The FCA has today published its amendments to the Listing Rules following a recent consultation (CP21/21) on targeted changes to remove barriers to listing and to protect and enhance market integrity.

The review forms part of the FCA’s response to the UK Listing Review, chaired by Lord Jonathan Hill and the Kalifa Review of UK FinTech.

The new rules implement the following changes:

  • Allowing a targeted form of dual class share structures within the premium listing segment to encourage innovative, often founder-led companies onto public markets sooner and so broaden the listed investment landscape for investors in the UK.
  • Reducing the amount of shares an issuer is required to have in public hands (ie free float) from 25% to 10%, reducing potential barriers for issuers created by current requirements.
  • Increasing the minimum market capitalisation (MMC) threshold for both the premium and standard listing segments for shares in ordinary commercial companies from £700,000 to £30 million.
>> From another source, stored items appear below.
Issue #26320, opened 2025-07-01
Optional symbol parameter for fetchGreeks


lucasjamar:
### Preliminary Checks

- [x] I have already searched for [existing issues](https://github.com/ccxt/ccxt/issues) and confirmed that this issue is not a duplicate

### Is your feature request related to a problem? Please describe

Make `symbol` parameter optional in `exchange.fetchGreeks()`
https://docs.ccxt.com/#/baseSpec?id=fetchgreeks
https://developers.binance.com/docs/derivatives/option/market-data/Option-Mark-Price
https://bybit-exchange.github.io/docs/v5/account/coin-greeks

I need to run through the other exchanges, but in Binance, Bybit, OKX, not giving the symbol allows all contracts to be queried.

### Describe the solution you'd like

Make `symbol` parameter optional in `exchange.fetchGreeks()`
Requires changing parse greeks method to return list of greeks.

### Describe alternatives you've considered

No realistaicall pheasible solutions. Querying each contract individually takes too much time.

carlosmiei:
@lucasjamar 

Thanks for reporting, we will check if that is possible cc/ @Dan-krm

Dan-krm:
Thanks @lucasjamar 
I agree that this should be supported and I added a new unified method called `fetchAllGreeks` with a symbols argument that can be left undefined.

I added support for fetchAllGreeks on binance. Unfortunately I don't think any of the bybit endpoints correctly match our unified approach for returning all of the greeks based on the market symbols (not base coin). However you can call the implicit API if you want to access any exchange endpoints directly: https://docs.ccxt.com/#/?id=implicit-api

lucasjamar:
Thanks a lot @Dan-krm

lucasjamar:
@Dan-krm , I see OKX offers both symbols (instId) and underlying. Perhaps only expose symbols?

https://www.okx.com/docs-v5/en/#public-data-rest-api-get-option-market-data

For paradex, we would need to set the symbol to "ALL":

https://docs.api.testnet.paradex.trade/#list-available-markets-summary
![Image](https://github.com/user-attachments/assets/0c137ab9-01c9-4be8-b6bd-4254df97f90f)

derbit, delta, gate, only offer single symbol so we can leave them out

https://docs.deribit.com/#public-ticker
https://www.gate.com/docs/developers/apiv4/en/#options-order-book

Dan-krm:
[...]

PR #26335, opened 2025-07-03
feat(binance): new fetchAllGreeks method

Dan-krm:
Added a new `fetchAllGreeks` method to binance:
closes: #26320

### DIFF
--- a/ts/src/binance.ts
+++ b/ts/src/binance.ts
@@ -66,6 +66,7 @@ export default class binance extends Exchange {
                 'editOrder': true,
                 'editOrders': true,
                 'fetchAccounts': undefined,
+                'fetchAllGreeks': true,
                 'fetchBalance': true,
                 'fetchBidsAsks': true,
                 'fetchBorrowInterest': true,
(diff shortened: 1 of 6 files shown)


ts/src/binance.ts
```diff
@@ -13145,6 +13146,44 @@ export default class binance extends Exchange {
...
+     * @param {string[]} [symbols] unified symbols of the markets to fetch greeks for, all markets are returned if not assigned
+     * @param {object} [params] extra parameters specific to the exchange API endpoint
+     * @returns {object} a [greeks structure]{@link https://docs.ccxt.com/#/?id=greeks-structure}
+     */
+    async fetchAllGreeks (symbols: Strings = undefined, params = {}): Promise<Greeks[]> {
+        await this.loadMarkets ();
+        symbols = this.marketSymbols (symbols, undefined, true, true, true);
+        const market = this.getMarketFromSymbols (symbols);
+        const request: Dict = {};
+        if (market !== undefined) {
```
carlosmiei: @Dan-krm getMarketFromSymbols is used to check the market type/subType normally, what if the user provides 2 different symbols in the list? getMarkeFromSymbols will return only the first one and the result will be incomplete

The new rules come into force on Friday 3 December 2021.

Transitional provisions for existing applicants and listed shell companies

Given the immediate effect of the rule changes, the FCA has adopted transitional provisions for certain companies and applicants as follows:

  • Applicants for admission to listing of shares who have made a completed submission to the FCA for a listing eligibility review as of 16:00 on Thursday 2 December 2021 will be allowed to apply for listing based on the MMC of £700,000 provided they have applied to list by 2 June 2023 (ie within 18 months from the date the new rules apply).
  • Shell companies, including SPACs, that have existing listed shares or that have recently cancelled a listing and subsequently re apply to list shares following a reverse takeover, will also be allowed to apply for listing based on an MMC threshold of £700,000. This is provided they have completed submissions to the FCA for an eligibility review for listing and a prospectus review on or before 1 December 2023 (ie allowing such companies up to two years to find a target and commence the process to list a new entity).
  • Companies with existing classes of shares admitted to listing prior to 3 December 2021 and that continue to have at least one class of shares listed will be allowed to list additional classes of shares based on an MMC of £700,000, which is not time limited. 
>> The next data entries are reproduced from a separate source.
PR #26348, opened 2025-07-06
fix(coinex): add active property to spot markets

profyverya:


carlosmiei:
@profyverya thanks once again!

PR #26349, opened 2025-07-06
fix(coinex): currency networks

profyverya:


carlosmiei:
@profyverya thanks for your contribution, we will check it and review it shortly.

PR #26358, opened 2025-07-07
feat(bybit): option for enable markprice instead of entryprice

ttodua:


ts/src/bybit.ts
```diff
@@ -6549,12 +6550,14 @@ export default class bybit extends Exchange {
...
         let collateralString = this.safeString (position, 'positionBalance');
         const entryPrice = this.omitZero (this.safeStringN (position, [ 'entryPrice', 'avgPrice', 'avgEntryPrice' ]));
+        const markPrice = this.safeString (position, 'markPrice');
         const liquidationPrice = this.omitZero (this.safeString (position, 'liqPrice'));
         const leverage = this.safeString (position, 'leverage');
         if (liquidationPrice !== undefined) {
             if (market['settle'] === 'USDC') {
                 //  (Entry price - Liq price) * Contracts + Maintenance Margin + (unrealised pnl) = Collateral
-                const difference = Precise.stringAbs (Precise.stringSub (entryPrice, liquidationPrice));
+                const price = this.safeBool (this.options, 'useMarkPriceForPositionCollateral', false) ? markPrice : entryPrice;
```
carlosmiei, line 6559: Not sure about this, isn't the entry price the correct price for calculating this? markPrice is usually used to check the real price of the contract by combining different sources but from the moment you open a position the entryPrice and liqPrice don't need to be derived from thethings like the spot price right?

carlosmiei: ok I checked the thread now

carlosmiei: @ttodua did you manually compare this value with the value in the UI to see if they match?

ttodua: the reason that it's not possible to do anything at this moment, is that the change is not rolled out yet, that's why I can't guess it in advance, maybe we would need some transitional period to observe.

for example, i will find a symbol, where there is some divergence (higher funding rate) so mark price needs to be significantly different from last price, and it would be slightly easier to compare values then. because, atm, when last price and mark prices are almost same, it's hard to understand

ttodua: luckily, in most crucial parts (eg. liquidation price) bybit API itself delivers that value, so we aren't affecting users that much, as Bybit announced the changes, and if any user would be affected, we won't be the primary reason.

PR #26359, opened 2025-07-07
feat(bingx): transfer, fetchTransfers, new endpoints and url

Dan-krm:
Updated transfer and fetchTransfers with new endpoints, url and accountsByType


ts/src/bingx.ts
```diff
@@ -4840,26 +4850,48 @@ export default class bingx extends Exchange {
...
         const currency = this.currency (code);
-        const accountsByType = this.safeDict (this.options, 'accountsByType', {});
-        const fromId = this.safeString (accountsByType, fromAccount, fromAccount);
-        const toId = this.safeString (accountsByType, toAccount, toAccount);
+        const transferAccountsByType = {
+            'funding': 'fund',
+            'spot': 'spot',
+            'swap': 'USDTMPerp',
+            'future': 'stdFutures',
+        };
```
carlosmiei: @Dan-krm is there a reason for hardcoding this dict here instead of using options?

Dan-krm: Yeah fetchTransfers uses accountsByType as well but I just realized I can update that method to use the same accountsByType as transfer. Linear and inverse swap will be separated into new account types similar to binance.

carlosmiei:
hum weird error in go

image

It is unclear from the publication exactly what the FCA means by a ‘completed submission’ but we understand this means that applicants must have submitted, before the deadline, the documents that are required to be submitted in an initial listing submission (ie the draft prospectus, an eligibility letter, the relevant forms and checklists and the vetting fees form). 
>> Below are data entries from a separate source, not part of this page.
PR #26366, opened 2025-07-08
feat: add ZebPay exchange

SreeRamanaThiruveedhidev:
### 🚀 Added ZebPay Spot & Futures Integration

✅ Added support for both **public and private endpoints**
✅ Covers major trading operations for **Spot and Futures**
✅ Parsed API responses and mapped symbols/markets accordingly
✅ Verified flows with manual testing

---

**🟢 Spot Endpoints**

**Public:**
- getMarketOrderbook
- getMarketTrades
- getMarketTicker
- getMarketAllTickers
- getExTradepairs
- getExCurrencies
- getMarketKlines

**Private:**
- postExOrders
- getExOrders
- getAccountBalance
- getExFeeSymbol
- getExOrdersOrderId
- getExOrdersFillsOrderId
- deleteExOrdersOrderId
- deleteExOrders
- deleteExOrdersCancelAll

---

**🔵 Futures Endpoints**

**Public:**
- getSystemTime
- getSystemStatus
- getExchangeTradefee
- getExchangeTradefees
- getMarketOrderBook
- getMarketTicker24Hr
- getMarketMarkets

**Private:**
- getWalletBalance
- getTradeOrder
- getTradeOrderOpenOrders
- getTradeUserLeverages
- getTradeUserLeverage
- getTradePositions
- postTradeOrder
- postTradeOrderAddTPSL
- postTradeAddMargin
- postTradeReduceMargin
- postTradePositionClose
- postTradeUpdateUserLeverage
- deleteTradeOrder

---

Tested locally ✅  
Ready for review 👍


SreeRamanaThiruveedhidev:
@carlosmiei I’ve created a new pull request and reached out via Telegram for further coordination. Please check.

ts/src/zebpay.ts
```diff
@@ -0,0 +1,1933 @@
...
+ * @class
+ * @augments Exchange
+ */
+export default class zebpay extends Exchange {
+    describe (): any {
+        return this.deepExtend (super.describe (), {
+            'id': 'zebpay',
+            'name': 'Zebpay',
+            'countries': [ 'IN' ],
+            'rateLimit': 0,
```
carlosmiei: this means the rate limiter can do unlimited requests.

This should contain the value of the "fastest allowed" endpoint per second. 

For instance, if you can at most do 100 req/s, it means you can do 1 request every 10 ms, so rateLimit should be 10.

Then you have to calibrate the weights, if a certain endpoint is allowed to do 50 req per second, then its weight should be 2 like `some/endpoint': 2,`

ts/src/zebpay.ts
```diff
@@ -0,0 +1,1933 @@
...
+     * @see https://github.com/zebpay/zebpay-api-references/blob/main/futures/api-reference/private-endpoints/trade.md#--get-positions
+     * @description Fetches current contract trading positions
+     * @param {string[]} symbols List of unified symbols
+     * @param {object} [params] Not used by krakenfutures
+     * @returns Parsed exchange response for positions
+     */
+    async fetchPositions (symbols: Strings = undefined, params = {}) {
+        await this.loadMarkets ();
+        const request = {};
+        params['defaultType'] = 'future';
```
carlosmiei: first we shouldn't assign `params` directly, we should use request and then this.extend.

Second, why you need to assign params like that? that will send `defaultType` in the request.

ts/src/zebpay.ts
```diff
@@ -0,0 +1,1933 @@
...
+     * @param {float} amount amount of margin to add
+     * @param {object} [params] extra parameters specific to the exchange API endpoint.
+     * @param {string} [params.positionId] PositionId of the order to add margin.
+     * @param {string} [params.timestamp] Tiemstamp.
+     * @returns {object} a [margin structure]{@link https://docs.ccxt.com/#/?id=add-margin-structure}
+     */
+    async addMargin (symbol: string, amount: number, params = {}): Promise<MarginModification> {
+        await this.loadMarkets ();
+        const market = this.market (symbol);
+        const positionId = this.safeString (params, 'positionId');
```
carlosmiei: you don't need to remove the `positionid` from `params` to later add it back with `this.extend(request, params)` if `positioNid` is already in it, you don't need to do anything else.

ts/src/zebpay.ts
```diff
@@ -0,0 +1,1933 @@
...
+        }
+        let response = undefined;
+        params['defaultType'] = market['type'];
+        if (market['spot']) {
+            params['symbol'] = market['id'];
+            params['startTime'] = since;
+            params['limit'] = limit; // max 200, default 200
+            params['endTime'] = endtime;
+            params['interval'] = timeframe;
+            response = await this.publicSpotGetMarketKlines (this.extend (request, params));
```
carlosmiei: using `params[]` instead of `request[]` here. 
Also you're not checking if `since` is undefined before assigning it

ts/src/zebpay.ts
```diff
@@ -0,0 +1,1933 @@
...
+     * @param {int} [since] timestamp in ms of the earliest trade to fetch
+     * @param {int} [limit] the maximum amount of trades to fetch
+     * @param {object} [params] extra parameters specific to the exchange API endpoint
+     * @returns {Trade[]} a list of [trade structures]{@link https://docs.ccxt.com/#/?id=public-trades}
+     */
+    async fetchTrades (symbol: string, since: Int = undefined, limit: Int = undefined, params = {}): Promise<Trade[]> {
+        await this.loadMarkets ();
+        const market = this.market (symbol);
+        if (market['type'] === 'future') {
+            throw new NotSupported (this.id + ' fetchTickers() does not support ' + market['type'] + ' markets');
```
carlosmiei: the name is wrong here

ts/src/zebpay.ts
```diff
@@ -0,0 +1,1933 @@
...
+        }
+        const request: Dict = {
+            'symbol': market['id'],
+        };
+        if (typeof since !== 'undefined') {
+            request['page'] = since;
+        } else {
```
carlosmiei, line 738: we shouldn't use typeOf here

ts/src/zebpay.ts
```diff
@@ -0,0 +1,1933 @@
...
+     * @method
+     * @name zebpay#fetchTickers
+     * @description fetches price tickers for multiple markets, statistical information calculated over the past 24 hours for each market
+     * @see https://github.com/zebpay/zebpay-api-references/blob/main/spot/api-reference/public-endpoints.md#get-all-tickers
+     * @param {string[]|undefined} symbols unified symbols of the markets to fetch the ticker for, all market tickers are returned if not assigned
+     * @param {object} [params] extra parameters specific to the exchange API endpoint
+     * @returns {object} a dictionary of [ticker structures]{@link https://docs.ccxt.com/#/?id=ticker-structure}
+     */
+    async fetchTickers (symbols: Strings = undefined, params = {}): Promise<Tickers> {
+        let type = undefined;
```
carlosmiei, line 615: here we should use `handleMarketTypeAndParams` to ifner the type, (by using the first symbol of the list if the list is available).

Please check how other implementations do it.

ts/src/zebpay.ts
```diff
@@ -0,0 +1,1933 @@
...
+        }
+        await this.loadMarkets ();
+        const request: Dict = {
+            'leverage': leverage,
+            'symbol': this.marketId (symbol).toUpperCase (),
+        };
+        //
+        // { data: { "symbol", "longLeverage": 10, "shortLeverage": 1, "marginMode": "isolated" }
+        //
+        params['defaultType'] = 'future';
```
carlosmiei: all of these statements ` params['defaultType'] = 'future';` need to be removed they don't make sense

ts/src/zebpay.ts
```diff
@@ -0,0 +1,1933 @@
...
+     * @param {string} id order id
+     * @param {string} symbol unified market symbol
+     * @param {int} [since] the earliest time in ms to fetch trades for
+     * @param {int} [limit] the maximum number of trades to retrieve
+     * @param {object} [params] extra parameters specific to the exchange API endpoint
+     * @returns {object[]} a list of [trade structures]{@link https://docs.ccxt.com/#/?id=trade-structure}
+     */
+    async fetchOrderTrades (id: string, symbol: Str = undefined, since: Int = undefined, limit: Int = undefined, params = {}) {
+        let type = undefined;
+        [ type, params ] = this.handleOptionAndParams (params, 'fetchOrderTrades', 'defaultType', 'spot');
```
carlosmiei: same here `handleMarketAndParams` should be used here to infer the market type

ts/src/zebpay.ts
```diff
@@ -0,0 +1,1933 @@
...
+        if (type !== 'spot') {
+            throw new NotSupported (this.id + ' fetchOrderTrades() does not support ' + type + ' markets');
+        }
+        await this.loadMarkets ();
+        const request: Dict = {};
+        params['orderId'] = id;
```
carlosmiei: we should use request and not params

ts/src/zebpay.ts
```diff
@@ -0,0 +1,1933 @@
...
+     * @param {string} symbol unified symbol of the market to fetch trades for
+     * @param {int} [since] timestamp in ms of the earliest trade to fetch
+     * @param {int} [limit] the maximum amount of trades to fetch
+     * @param {object} [params] extra parameters specific to the exchange API endpoint
+     * @returns {Trade[]} a list of [trade structures]{@link https://docs.ccxt.com/#/?id=public-trades}
+     */
+    async fetchTrades (symbol: string, since: Int = undefined, limit: Int = undefined, params = {}): Promise<Trade[]> {
+        await this.loadMarkets ();
+        const market = this.market (symbol);
+        if (market['type'] === 'future') {
```
carlosmiei: you sure `future` is the correct comparison? at ccxt `future` means delivery futures, whereas `swap` means perpetuals

ts/src/zebpay.ts
```diff
@@ -0,0 +1,1933 @@
...
+                },
+                'info': market,
+            });
+        }
+        return result;
+    }
+
+    async fetchFutureMarkets (params): Promise<Market[]> {
+        const response = await this.publicFutureGetMarketMarkets ({
+            ...params,
```
carlosmiei: ...params is not supported

ts/src/zebpay.ts
```diff
@@ -0,0 +1,1933 @@
...
+        params = this.omit (params, [ 'positionId' ]);
+        params['defaultType'] = market['type'];
+        const request: Dict = {
+            'symbol': market['id'],
+            'amount': amount,
+            'positionId': positionId,
+        };
+        const response = await this.privateFuturePostTradeReduceMargin (this.extend (request, params));
+        if (response.statusCode !== 200 && response.statusCode !== '201') {
+            throw new ExchangeError (JSON.stringify (response));
```
carlosmiei: error handling is not done inside unified methods but `handleErrors`

ts/src/zebpay.ts
```diff
@@ -0,0 +1,1933 @@
...
+     * @see https://github.com/zebpay/zebpay-api-references/blob/main/spot/api-reference/public-endpoints.md#get-coin-settings
+     * @param {object} [params] extra parameters specific to the exchange API endpoint
+     * @returns {object} an associative dictionary of currencies
+     */
+    async fetchCurrencies (params = {}): Promise<Currencies> {
+        let type = undefined;
+        [ type, params ] = this.handleOptionAndParams (params, 'fetchCurrencies', 'defaultType', 'spot');
+        if (type !== 'spot') {
+            throw new NotSupported (this.id + ' fetchCurrencies() does not support ' + type + ' markets');
+        }
```
carlosmiei: we don't need this check, we don't need to support "swap" currencies, currencies are a different concept from markets

ts/src/zebpay.ts
```diff
@@ -0,0 +1,1933 @@
...
+     * @name zebpay#cancelOrders
+     * @description cancels all open orders
+     * @see https://github.com/zebpay/zebpay-api-references/blob/main/spot/api-reference/private-endpoints.md#cancel-all-orders
+     * @param {string[]} ids open orders transaction ID (txid) or user reference (userref)
+     * @param {string} symbol unified symbol of the market the order was made in
+     * @param {object} [params] extra parameters specific to the exchange API endpoint
+     * @param {object} [params.timestamp] extra parameters specific to the exchange API endpoint
+     * @returns {object} An [order structure]{@link https://docs.ccxt.com/#/?id=order-structure}
+     */
+    async cancelOrders (ids, symbol: Str = undefined, params = {}) {
```
carlosmiei: if a list of orders is not required here, then `cancelAllOrders` should be implemented and not `cancelorders`

ts/src/zebpay.ts
```diff
@@ -0,0 +1,1933 @@
...
+        //
+        //    {
+        //         "symbol": "BTCINR",
+        //         "type": "reduce",
+        //         "amount": 1000,
+        //         "code": "INR",
+        //         "status": "ok"
+        //    }
+        //
+        const timestamp = Date.now ();
```
carlosmiei: we should use `this.milliseconds()` instead of Date.now()

ts/src/zebpay.ts
SreeRamanaThiruveedhidev: Thanks for the clarification. Updated it accordingly.

ts/src/zebpay.ts
SreeRamanaThiruveedhidev: Thanks for the feedback. I've removed the direct assignment of params and now use request with `this.extend()` as suggested.

ts/src/zebpay.ts
SreeRamanaThiruveedhidev: Done

ts/src/zebpay.ts
SreeRamanaThiruveedhidev: Done

ts/src/zebpay.ts
SreeRamanaThiruveedhidev: Done.

ts/src/zebpay.ts
SreeRamanaThiruveedhidev: Done

ts/src/zebpay.ts
SreeRamanaThiruveedhidev: Done.

ts/src/zebpay.ts
SreeRamanaThiruveedhidev: Acknowledged. I've removed all instances of `params['defaultType'] = 'future'` from the code

ts/src/zebpay.ts
SreeRamanaThiruveedhidev: Done

ts/src/zebpay.ts
SreeRamanaThiruveedhidev: Done

ts/src/zebpay.ts
SreeRamanaThiruveedhidev: You're right, it should be swap, not future. Updated accordingly.

ts/src/zebpay.ts
SreeRamanaThiruveedhidev: Done

ts/src/zebpay.ts
SreeRamanaThiruveedhidev: Done

ts/src/zebpay.ts
SreeRamanaThiruveedhidev: Done.

ts/src/zebpay.ts
SreeRamanaThiruveedhidev: Done

ts/src/zebpay.ts
SreeRamanaThiruveedhidev: Done

carlosmiei:
continues here https://github.com/ccxt/ccxt/pull/26591 because I can't push to this ref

The FCA has also noted the following in relation to the transitional arrangements:

  • The transitional provisions are not intended to apply to applicants where there has been a material change to their overall business proposition during the transitional period. If such a change has occurred, it will be treated as a new submission, so the transitional arrangements will not apply.
  • The FCA will continue with its existing approach of lapsing cases where there has been no substantive activity for a period of three months. Where a case subject to the transitional provision has been lapsed in this way, any further submissions will be treated as new cases such that the transitional provision will not apply.
  • The FCA recognises that these transitional measures may result in certain issuers listing with a MMC of £700,000 and with a minimum free float of only 10%.